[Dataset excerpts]
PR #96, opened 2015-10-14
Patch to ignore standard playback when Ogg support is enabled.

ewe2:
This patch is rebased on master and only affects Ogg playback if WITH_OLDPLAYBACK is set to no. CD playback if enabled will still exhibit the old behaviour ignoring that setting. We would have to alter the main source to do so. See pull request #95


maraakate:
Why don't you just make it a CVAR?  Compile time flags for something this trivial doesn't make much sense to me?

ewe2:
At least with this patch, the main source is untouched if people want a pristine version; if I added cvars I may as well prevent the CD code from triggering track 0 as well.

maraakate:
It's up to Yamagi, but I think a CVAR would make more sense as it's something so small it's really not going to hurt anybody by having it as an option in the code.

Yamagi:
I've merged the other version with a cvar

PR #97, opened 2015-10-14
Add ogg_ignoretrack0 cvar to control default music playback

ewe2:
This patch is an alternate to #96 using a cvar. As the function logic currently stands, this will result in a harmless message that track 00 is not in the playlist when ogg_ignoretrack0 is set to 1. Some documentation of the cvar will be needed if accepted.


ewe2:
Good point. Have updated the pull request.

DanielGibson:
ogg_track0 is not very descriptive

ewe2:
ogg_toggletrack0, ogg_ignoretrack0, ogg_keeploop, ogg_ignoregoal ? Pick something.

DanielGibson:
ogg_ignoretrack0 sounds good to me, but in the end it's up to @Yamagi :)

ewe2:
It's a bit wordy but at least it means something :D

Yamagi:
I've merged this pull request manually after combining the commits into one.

--

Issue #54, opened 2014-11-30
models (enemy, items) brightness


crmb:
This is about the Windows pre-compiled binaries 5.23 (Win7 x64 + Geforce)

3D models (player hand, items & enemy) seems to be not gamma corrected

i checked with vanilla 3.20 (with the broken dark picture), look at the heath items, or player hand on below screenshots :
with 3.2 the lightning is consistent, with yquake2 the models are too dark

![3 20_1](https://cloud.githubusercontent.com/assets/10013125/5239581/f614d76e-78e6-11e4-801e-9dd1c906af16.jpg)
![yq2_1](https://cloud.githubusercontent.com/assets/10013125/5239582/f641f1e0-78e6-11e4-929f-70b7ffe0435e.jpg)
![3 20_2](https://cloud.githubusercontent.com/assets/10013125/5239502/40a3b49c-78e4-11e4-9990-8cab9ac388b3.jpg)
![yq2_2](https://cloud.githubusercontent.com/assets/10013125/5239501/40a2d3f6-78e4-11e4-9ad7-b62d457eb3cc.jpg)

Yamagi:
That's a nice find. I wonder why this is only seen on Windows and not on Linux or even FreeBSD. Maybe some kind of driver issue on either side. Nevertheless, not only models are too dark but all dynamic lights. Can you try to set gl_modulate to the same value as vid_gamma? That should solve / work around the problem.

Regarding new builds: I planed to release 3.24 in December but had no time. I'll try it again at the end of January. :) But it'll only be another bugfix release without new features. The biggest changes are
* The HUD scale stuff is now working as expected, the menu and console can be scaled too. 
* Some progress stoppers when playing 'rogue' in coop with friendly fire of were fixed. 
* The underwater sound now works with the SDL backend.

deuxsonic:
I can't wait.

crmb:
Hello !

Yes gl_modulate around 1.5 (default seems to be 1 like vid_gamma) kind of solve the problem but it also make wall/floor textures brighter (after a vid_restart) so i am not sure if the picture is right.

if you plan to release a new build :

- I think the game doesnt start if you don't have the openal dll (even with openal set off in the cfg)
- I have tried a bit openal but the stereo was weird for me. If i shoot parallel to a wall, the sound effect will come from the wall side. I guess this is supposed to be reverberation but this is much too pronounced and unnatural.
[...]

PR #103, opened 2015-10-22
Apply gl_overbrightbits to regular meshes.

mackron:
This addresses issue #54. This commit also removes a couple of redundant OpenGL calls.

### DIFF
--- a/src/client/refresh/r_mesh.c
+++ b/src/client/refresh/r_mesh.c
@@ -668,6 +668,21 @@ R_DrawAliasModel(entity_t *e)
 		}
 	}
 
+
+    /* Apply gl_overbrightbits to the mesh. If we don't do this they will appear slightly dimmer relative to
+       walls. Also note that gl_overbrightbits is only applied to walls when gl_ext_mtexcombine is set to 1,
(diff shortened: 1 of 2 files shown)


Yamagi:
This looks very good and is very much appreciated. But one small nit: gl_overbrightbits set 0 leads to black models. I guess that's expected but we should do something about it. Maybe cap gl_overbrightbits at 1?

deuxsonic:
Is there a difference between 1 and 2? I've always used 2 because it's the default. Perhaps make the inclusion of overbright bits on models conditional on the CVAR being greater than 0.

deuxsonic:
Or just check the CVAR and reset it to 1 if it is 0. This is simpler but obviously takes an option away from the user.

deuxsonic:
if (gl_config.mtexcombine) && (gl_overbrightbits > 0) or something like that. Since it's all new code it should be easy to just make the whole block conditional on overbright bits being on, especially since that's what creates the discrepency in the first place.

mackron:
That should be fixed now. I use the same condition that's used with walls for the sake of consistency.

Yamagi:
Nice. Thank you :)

TASK BRIEF:
Once a line of the records is found to contain "player", copy it out.

RESULT FOR THIS TASK:
3D models (player hand, items & enemy) seems to be not gamma corrected
i checked with vanilla 3.20 (with the broken dark picture), look at the heath items, or player hand on below screenshots :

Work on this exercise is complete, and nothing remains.